Матерясь от души, я хромаю к машине, заводя ее, и усаживаясь за руль. Калитка открывается с кнопки, поэтому шальная девка наверняка умотала на шоссе. Дернул меня черт ее укрывать пледом! Пускай бы мерзла, ненормальная! Нога горит от удара, но я выкатываюсь из ворот, в поисках восемнадцатилетней идиотки, то ли оскорбившейся на мои слова, то ли решившей, что взрослый мужик будет приставать к ней, малохольной!
– Садись! Полиция заберет тебя, дуру! – ору ей в открытое окно дверцы, поравнявшись с бредущей вдоль ночного шоссе девкой. – Никто тебя не тронет!
Реакции ноль, только слышу всхлипывания. Останавливаю авто и пешком догоняю истеричку.
– Да, стой ты! В чем дело в конце концов? Ты больная что ли? Телефон матери говори! К ней отвезу, раз ты психованная! – разворачиваю ее к себе лицом в свете фар и вижу опять это размазанное лицо.

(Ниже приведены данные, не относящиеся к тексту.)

PR #2822, opened 2019-05-28
Fixes PetaPoco lacking mapper

donker:
Without a mapper PetaPoco will default to using the object name as table name. DNN's petapoco mapper should be used when creating the DB to set the default mapper.

This fixes https://github.com/dnnsoftware/Dnn.AdminExperience/issues/971

### DIFF
--- a/DNN Platform/Library/Data/PetaPoco/PetaPocoDataContext.cs
+++ b/DNN Platform/Library/Data/PetaPoco/PetaPocoDataContext.cs
@@ -61,8 +61,8 @@ namespace DotNetNuke.Data.PetaPoco
         {
             Requires.NotNullOrEmpty("connectionStringName", connectionStringName);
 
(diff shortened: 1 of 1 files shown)


bdukes:
It looks like this is a duplicate of #2817, but with a different (simpler?) resolution.  @ohine @daguiler @mitchelsellers do y'all have any thoughts on preference of this solution over the other, since you've looked into the issue more?  I think we want to keep the move to the NuGet package from #2817, but if this allows us to avoid the confusing default mapper check, this option may be preferred.

ohine:
I think we should merge #2817 and then work on cleaning up this bit of code for v9.4.1 or v10.0. The fix in #2817 is closer to the code we've been using since adding PetaPoco to the platform.

valadas:
Closing this as it duplicated #2817

PR #2682, opened 2020-01-13
Fix the LOG_FILTER setting

### LINKED ISSUE #2552: LOG_FILTER not working as it should?
Good evening folks,

I have a problem with LOG_FILTER. According to the docs, one can remove `TAG_SAVE_AS is set to False` by configuring `LOG_FILTER` this way:

```python
import logging
LOG_FILTER = [(logging.WARN, 'TAG_SAVE_AS is set to False')]
```

So to ignore `AUTHOR_SAVE_AS is set to False` and `CATEGORY_SAVE_AS is set to False`, it must be :

```python
import logging
LOG_FILTER = [
    (logging.WARN, 'AUTHOR_SAVE_AS is set to False'),
    (logging.WARN, 'CATEGORY_SAVE_AS is set to False')
]
```
Right?

So this is what I did:
```bash
$ head pelicanconf.py -n 20
#!/usr/bin/env python
# -*- coding: utf-8 -*- #
import datetime
import logging

import pelican

PELICAN_VERSION = pelican.__version__

[...]

LOG_FILTER = [
    (logging.WARN, 'AUTHOR_SAVE_AS is set to False'),
    (logging.WARN, 'CATEGORY_SAVE_AS is set to False')
]

AUTHOR_SAVE_AS = False
AUTHORS_SAVE_AS = False
TAG_SAVE_AS = False
TAGS_SAVE_AS = False
CATEGORY_SAVE_AS = False
CATEGORIES_SAVE_AS = False
ARCHIVES_SAVE_AS = False

$ make publish
pelican /mnt/c/Users/max/Code/mlcdf/content -o /mnt/c/Users/max/Code/mlcdf/output -s /mnt/c/Users/max/Code/mlcdf/publishconf.py
WARNING: CATEGORY_SAVE_AS is set to False
WARNING: AUTHOR_SAVE_AS is set to False
Done: Processed 2 articles, 0 drafts, 4 pages, 1 hidden page and 0 draft pages in 0.52 seconds.
```
2 things here:
- it didn't work: `AUTHOR_SAVE_AS is set to False` and `CATEGORY_SAVE_AS is set to False` are still logged.
- and, you may have noticed that, despite setting `TAG_SAVE_AS = False`, and not filtering it, I did not see `TAG_SAVE_AS is set to False` in the logs.

Using the template to filter worked (but it will also filter out other logs matching the template which is not what you would necessary want):
```
import logging
LOG_FILTER = [
    (logging.WARN, '%s is set to %s'),
]
```

* Am I missing something?
* What's the intended behaviour here? Is there an actual bug in the code? Or is the code example in the docs just wrong?

I'm a bit lost. 🙃 

Maxime

2pxsolidblack:
Fixes #2552

### DIFF
--- a/pelican/tests/test_pelican.py
+++ b/pelican/tests/test_pelican.py
@@ -265,3 +265,21 @@ class TestPelican(LoggedTestCase):
             sys.executable, '-m', 'pelican', '--help'
         ]).decode('ascii', 'replace')
         assert 'usage:' in output
+
+    def test_log_filter(self):
+        settings = read_settings(path=SAMPLE_CONFIG, override={
+            'PATH': INPUT_PATH,
+            'OUTPUT_PATH': self.temp_path,
+            'LOCALE': locale.normalize('en_US'),
+            'LOG_FILTER': [
+                (logging.WARN, 'CATEGORY_SAVE_AS is set to False'),
+                (logging.WARN, 'AUTHOR_SAVE_AS is set to None'),
+            ],
+            'CATEGORY_SAVE_AS': False,
+            'AUTHOR_SAVE_AS': None,
+        })
+        pelican = Pelican(settings=settings)
+        mute(True)(pelican.run)()
+        self.assertLogCountEqual(
+            count=0,  # LOG_FILTER should filter out the log messages
+            level=logging.WARNING)
--- a/pelican/urlwrappers.py
+++ b/pelican/urlwrappers.py
@@ -102,7 +102,7 @@ class URLWrapper(object):
         setting = "%s_%s" % (self.__class__.__name__.upper(), key)
         value = self.settings[setting]
         if not isinstance(value, str):
-            logger.warning('%s is set to %s', setting, value)
+            logger.warning('%s is set to %s' % (setting, value))
             return value
         else:
             if get_page_name:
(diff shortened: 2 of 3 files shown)


justinmayer:
Any comments on this PR, perhaps from @avaris and/or other @getpelican/reviewers?

avaris:
Well, this is the wrong way to do it and it only "fixes" some of the templated filters. Also there seems to be an unrelated change in `writers.py`, for some reason.

I think, the proper way to handle it would be here: https://github.com/getpelican/pelican/blob/cf96c113e1f521a85372f81c0d4d5a6dada941ca/pelican/log.py#L113-L118

with a change something like this:
```python
 # ignore LOG_FILTER records by templates when "debug" isn't enabled 
 logger_level = logging.getLogger().getEffectiveLevel() 
 if logger_level > logging.DEBUG: 
     template_key = (record.levelno, record.msg)
     message_key = (record.levelno, record.getMessage()) 
     if template_key in self._ignore or message_key in self._ignore: 
         return False 
```

justinmayer:
Many thanks for your contribution, Carlo. Would you take a look at the comment from @avaris and make some appropriate adjustments based on that feedback?

justinmayer:
Since the original submitter seems to have disappeared, would anyone be willing to help out by taking the suggestion proposed by @avaris and submitting a new pull request? 🥇

avaris:
Will do.

justinmayer:
Thanks to @avaris, a fix for this is now in master via the above-linked separate pull request.

PR #2684, opened 2020-01-17
Improve UI when `pelican --listen` web server is quit

### LINKED ISSUE #2676: KeyboardInterrupt
If you run:

~~~
pelican --listen
~~~

Pelican does not tell you how to stop. Compare with other projects:

~~~
Press Ctrl+C to stop
~~~

I assume that Pelican accepts the same key, but this is produced:

~~~
  File "/usr/bin/pelican", line 10, in <module>
    sys.exit(main())
  File "/usr/lib/python3.6/site-packages/pelican/__init__.py", line 559, in main
    settings.get("OUTPUT_PATH"))
  File "/usr/lib/python3.6/site-packages/pelican/__init__.py", line 495, in listen
    httpd.serve_forever()
  File "/usr/lib/python3.6/socketserver.py", line 236, in serve_forever
    ready = selector.select(poll_interval)
  File "/usr/lib/python3.6/selectors.py", line 376, in select
    fd_event_list = self._poll.poll(timeout)
KeyboardInterrupt
~~~

justinmayer:
Fixes #2676. Any comments from @getpelican/reviewers?

### DIFF
--- a/pelican/__init__.py
+++ b/pelican/__init__.py
@@ -475,6 +475,10 @@ def listen(server, port, output, excqueue=None):
             excqueue.put(traceback.format_exception_only(type(e), e)[-1])
         return
 
+    except KeyboardInterrupt:
+        print("\nKeyboard interrupt received. Shutting down server.")
+        httpd.socket.close()
+
 
 def main(argv=None):
     args = parse_arguments(argv)
--- a/pelican/__init__.py
+++ b/pelican/__init__.py
@@ -466,8 +466,9 @@ def listen(server, port, output, excqueue=None):
             excqueue.put(traceback.format_exception_only(type(e), e)[-1])
         return
 
-    logging.info("Serving at port %s, server %s.", port, server)
     try:
+        print("\nServing site at: {}:{} - Tap CTRL-C to stop".format(
+            server, port))
         httpd.serve_forever()
     except Exception as e:
         if excqueue is not None:


avaris:
I don't think `logger.info` is visible without `-v` or `-D`. Maybe `logger.warning` instead?

pelican/__init__.py
```diff
@@ -466,14 +466,22 @@ def listen(server, port, output, excqueue=None):
...
         httpd.serve_forever()
     except Exception as e:
         if excqueue is not None:
             excqueue.put(traceback.format_exception_only(type(e), e)[-1])
         return
 
+    except KeyboardInterrupt:
+        stop_msg = "Keyboard interrupt received. Shutting down server."
+        logger.info(stop_msg)
+        print("\n{}".format(stop_msg))
```
iKevinY: Shouldn't we only have one of either `logger.foo` or `print`, otherwise it'll double-output the message (assuming the logging visibility is high enough)?

justinmayer:
@avaris / @iKevinY: Thanks for the input. I tried replacing the `logger.info()` + `print()` combination with `logger.warning()`, but that yields a rather ugly and inaccurate `WARNING` prefix:
```
WARNING: Serving site at: 127.0.0.1:8000 - Tap CTRL-C to stop
^CWARNING:
  | Keyboard interrupt received. Shutting down server.
```
Whereas before it looked much more user-friendly:
```
Serving site at: 127.0.0.1:8000 - Tap CTRL-C to stop
^C
Keyboard interrupt received. Shutting down server.
```
Any suggestions as to how to reconcile this situation?

iKevinY:
Hmm, agreed that since this is user-facing it would be nicer to have a `print` somewhere at least. If the logger output isn't strictly necessary, could we get by with only a `print` here?

justinmayer:
I modified the commits here to only print to the console, which seems like a workable approach to me. Any further comments on this PR?

avaris:
Yes, `warning` will do that. I considered that as a necessary evil. Alternative would be dropping level to `logging.INFO` when `--listen` is provided but that would result in a really verbose output when combined with `--autoreload`.

I suppose `print` is the simpler solution here.

justinmayer:
Thanks for the input, @avaris and @iKevinY. 💫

Вот теперь я точно не знаю, что мне делать с этой бедолагой, у которой, кажется, не просто пьянка, а натуральное такое горе в душе. Опускаю ладони на плечи, и она утыкается мне в грудь, продолжая плакать. Худенькое тело дрожит, и самому охота зарыдать, так душевно у нее получается биться в мою привычную мужичью броню. Ну, ребенок, ей Богу! Какого они поперлись в этот клуб и что там за на хер такой приключился?!
* * *
– Чай. Кофе. Постель. – стараюсь говорить мягко и спокойно, чтобы не нервировать заполошную.
Видимо, все подростки воспринимают правильные родительские команды с высоким аллергическим статусом, психуя и дергаясь. Она немного успокаивается, и я веду ее к машине. Прихрамывает, или мне кажется?
– Что с ногой? – спрашиваю, усаживаясь на водительское сиденье.
– Вашей? – она еще и хохмит?!
– Понимаю, ты вспомнила, что ко взрослым людям обращаются на «вы», но я имел ввиду твою ногу. – парирую, понимая, что ее максимализм способен на большее.
– Натерла. Это Ларины ботильоны. – невозмутимо отвечает.
Манерно развожу руками, въезжая в ворота своего дома. Теперь я тоже вроде как прихрамываю…
– Идем, – приглашаю девчонку в дом, проводя в кухню.
Щелкаю периметральной подсветкой, чтобы после темноты не напрягать глаза.
– Как зовут? – обращаюсь к девчонке, оживляя машинально кофемашину и наблюдая, как красотулька озирается.
– Слава. Можно капучино?
– На ночь глядя? Легко, Слава! Будет тебе капучино! – оборачиваюсь, выставляя на барный стол блюдца и конфетницу.
Как-то жеманно выходит… Слава, наверное, Ярослава? Имя классное. Женственное такое, воздушное, но в то же время уверенное, с характером. Меряю взглядом фигуру девчонки и соглашаюсь с тем, что Слава – стройняшка. Узкие коленки отсвечивают у стойки, и я невольно отворачиваюсь. Если бы не ее чудовищно нежный возраст, мог бы и заинтересоваться. Худосочные женщины с узкими лодыжками, запястьями, немного долговязые всегда нравились больше пышек. Так уж повелось со школы, и полагаю, не только в моей пацанской юности!
– С Ларой учишься? – интересуюсь вполоборота.